[How to complete this task]
Word for word, restate all of the entries.

§

PR #5087, opened 2024-09-25
Update pillow_heif to 0.18.0

teonbrooks:
### Description

Hi there. I would like to update `pillow_heif` to its latest version `0.18.0`. Updating it will align it with a more current version of PIllow, which Pyodide already supports.

### Checklists

- [x] Add / update tests


packages/pillow_heif/meta.yaml
```diff
@@ -1,9 +1,9 @@
 package:
   name: pillow_heif
```
agriyakhetarpal, line 2:
```suggestion
  name: pillow-heif
```

agriyakhetarpal (approved):
Thanks for the update, @teonbrooks! If you're interested, if would be great if you could add yourself as a recipe maintainer by including your name here. This would help us in the sense that we would know who to ping if we have any troubles with the recipe in the coming months and years. :)

teonbrooks:
hi @agriyakhetarpal, no prob! I think I will pass on being the recipe maintainer.  I don't have too deep of knowledge on how to patch it if things go awry; I'm just using the library in a project and noticed that it is pretty far behind in releases.

agriyakhetarpal:
No worries at all! Do you happen to know why the build for it is failing? I can take a look in detail later in the day, too.

packages/pillow_heif/meta.yaml
```diff
@@ -1,9 +1,9 @@
 package:
-  name: pillow_heif
-  version: 0.8.0
+  name: pillow-heif
```
ryanking13, line 2: Thanks for the catch. Could you also update the directory name? (pillow_heif -> pillow_heif)

agriyakhetarpal: >  Could you also update the directory name? (pillow_heif -> pillow_heif)

🤔 I think we had to rename the package and directory names to `pillow-heif` (maybe there was a typo here)?

ryanking13: Yes, that's what I meant, but I made a typo 😅

agriyakhetarpal:
The logs display correctly, now. I think we need to either drop the patch or rework it, since the latest version checks for the `libheif` include directories in a different manner in comparison to the previous version: [bigcat88/pillow_heif@`6b3e049`/setup.py#L176](https://github.com/bigcat88/pillow_heif/blob/6b3e0492ab7ef80a8929b457e50e05e630526a06/setup.py#L176).

agriyakhetarpal:
The logs display correctly, now (didn't realise the folder name was the issue). I think we need to either drop the patch or rework it, since the latest version checks for the `libheif` include directories in a different manner in comparison to the previous version: [bigcat88/pillow_heif@`6b3e049`/setup.py#L176](https://github.com/bigcat88/pillow_heif/blob/6b3e0492ab7ef80a8929b457e50e05e630526a06/setup.py#L176)

ryanking13:
Yes, I guess removing the patch and setting [`LIBHEIF_ROOT`](https://github.com/bigcat88/pillow_heif/blob/6b3e0492ab7ef80a8929b457e50e05e630526a06/setup.py#L83) to WASM_LIBRARY_DIR would work

teonbrooks:
@agriyakhetarpal just wondering, is there anything else I could do to help close this PR out?

agriyakhetarpal:
@teonbrooks – I can take a look at it; it's been a while, so I don't remember the original error. I'm not fully familiar with the build process for `pillow-heif`, though.

agriyakhetarpal:
I've been at it for a few hours now and was able to bump it further to version 0.20.0 locally from the currently updated-to version 0.18.0, and I made it respect the `LIBHEIF_ROOT` environment variable (plus moved a few things around) so that it now finds the correct HEIF include files. The issue is that the `libheif` that we ship ourselves is most likely not compatible with the one that `pillow-heif` provides the source and/or build scripts for (i.e., `libheif/linux_build_libs.py`) and subsequently tries to build from (the structure is different across both headers), so we need to either force it to build with its own `libheif` for this, or bump to compatible versions for it (read below, and those might or might not work since there are additional patches that are getting applied to `libheif`). I'm unable to get around an error: `wasm-ld: error: unable to find library -lheif` so far, because I can't find where the library gets copied to after it gets built. Some more searching led me to see that the package disables PEP 517-based build isolation, so we need to build it with `pyodide build --no-build-isolation`, which I am not sure whether it's allowed for us (and if there's a mechanism to add the flag) for the "in-tree" recipes in specific (@ryanking13 might know better about this).

I notice that `pillow-heif` uses `libde265` version 1.0.15 and `libheif` 1.18.2; the ones we have are versions 1.0.8 and 1.12.0 respectively – so we're not very far behind in terms of updating (but subsequent updates to `pillow-heif` would require version bumps to those two packages, too).

Another similar thing we could do is to implement a `libheif/emscripten_build_libs.py` file for this package in specific, and use it here. However, both this option and the option of providing `libheif-for-pillow-heif` and `libe265-for-pillow-heif` recipes come with the burden of additional maintenance until the time we unvendor recipes from the repository and _fully_ delegate the task for upgrading and maintaining recipes to the recipe maintainers (#4987) – if they're willing to, that is. The additional CI time increments wouldn't be too great, either.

§

[Answer space]
PR #5087, opened 2024-09-25
Update pillow_heif to 0.18.0

teonbrooks:
### Description

Hi there. I would like to update `pillow_heif` to its latest version `0.18.0`. Updating it will align it with a more current version of PIllow, which Pyodide already supports.

### Checklists

- [x] Add / update tests


packages/pillow_heif/meta.yaml
```diff
@@ -1,9 +1,9 @@
 package:
   name: pillow_heif
```
agriyakhetarpal, line 2:
```suggestion
  name: pillow-heif
```

agriyakhetarpal (approved):
Thanks for the update, @teonbrooks! If you're interested, if would be great if you could add yourself as a recipe maintainer by including your name here. This would help us in the sense that we would know who to ping if we have any troubles with the recipe in the coming months and years. :)

teonbrooks:
hi @agriyakhetarpal, no prob! I think I will pass on being the recipe maintainer.  I don't have too deep of knowledge on how to patch it if things go awry; I'm just using the library in a project and noticed that it is pretty far behind in releases.

agriyakhetarpal:
No worries at all! Do you happen to know why the build for it is failing? I can take a look in detail later in the day, too.

packages/pillow_heif/meta.yaml
```diff
@@ -1,9 +1,9 @@
 package:
-  name: pillow_heif
-  version: 0.8.0
+  name: pillow-heif
```
ryanking13, line 2: Thanks for the catch. Could you also update the directory name? (pillow_heif -> pillow_heif)

agriyakhetarpal: >  Could you also update the directory name? (pillow_heif -> pillow_heif)

🤔 I think we had to rename the package and directory names to `pillow-heif` (maybe there was a typo here)?

ryanking13: Yes, that's what I meant, but I made a typo 😅

agriyakhetarpal:
The logs display correctly, now. I think we need to either drop the patch or rework it, since the latest version checks for the `libheif` include directories in a different manner in comparison to the previous version: [bigcat88/pillow_heif@`6b3e049`/setup.py#L176](https://github.com/bigcat88/pillow_heif/blob/6b3e0492ab7ef80a8929b457e50e05e630526a06/setup.py#L176).

agriyakhetarpal:
The logs display correctly, now (didn't realise the folder name was the issue). I think we need to either drop the patch or rework it, since the latest version checks for the `libheif` include directories in a different manner in comparison to the previous version: [bigcat88/pillow_heif@`6b3e049`/setup.py#L176](https://github.com/bigcat88/pillow_heif/blob/6b3e0492ab7ef80a8929b457e50e05e630526a06/setup.py#L176)

ryanking13:
Yes, I guess removing the patch and setting [`LIBHEIF_ROOT`](https://github.com/bigcat88/pillow_heif/blob/6b3e0492ab7ef80a8929b457e50e05e630526a06/setup.py#L83) to WASM_LIBRARY_DIR would work

teonbrooks:
@agriyakhetarpal just wondering, is there anything else I could do to help close this PR out?

agriyakhetarpal:
@teonbrooks – I can take a look at it; it's been a while, so I don't remember the original error. I'm not fully familiar with the build process for `pillow-heif`, though.

agriyakhetarpal:
I've been at it for a few hours now and was able to bump it further to version 0.20.0 locally from the currently updated-to version 0.18.0, and I made it respect the `LIBHEIF_ROOT` environment variable (plus moved a few things around) so that it now finds the correct HEIF include files. The issue is that the `libheif` that we ship ourselves is most likely not compatible with the one that `pillow-heif` provides the source and/or build scripts for (i.e., `libheif/linux_build_libs.py`) and subsequently tries to build from (the structure is different across both headers), so we need to either force it to build with its own `libheif` for this, or bump to compatible versions for it (read below, and those might or might not work since there are additional patches that are getting applied to `libheif`). I'm unable to get around an error: `wasm-ld: error: unable to find library -lheif` so far, because I can't find where the library gets copied to after it gets built. Some more searching led me to see that the package disables PEP 517-based build isolation, so we need to build it with `pyodide build --no-build-isolation`, which I am not sure whether it's allowed for us (and if there's a mechanism to add the flag) for the "in-tree" recipes in specific (@ryanking13 might know better about this).

I notice that `pillow-heif` uses `libde265` version 1.0.15 and `libheif` 1.18.2; the ones we have are versions 1.0.8 and 1.12.0 respectively – so we're not very far behind in terms of updating (but subsequent updates to `pillow-heif` would require version bumps to those two packages, too).

Another similar thing we could do is to implement a `libheif/emscripten_build_libs.py` file for this package in specific, and use it here. However, both this option and the option of providing `libheif-for-pillow-heif` and `libe265-for-pillow-heif` recipes come with the burden of additional maintenance until the time we unvendor recipes from the repository and _fully_ delegate the task for upgrading and maintaining recipes to the recipe maintainers (#4987) – if they're willing to, that is. The additional CI time increments wouldn't be too great, either.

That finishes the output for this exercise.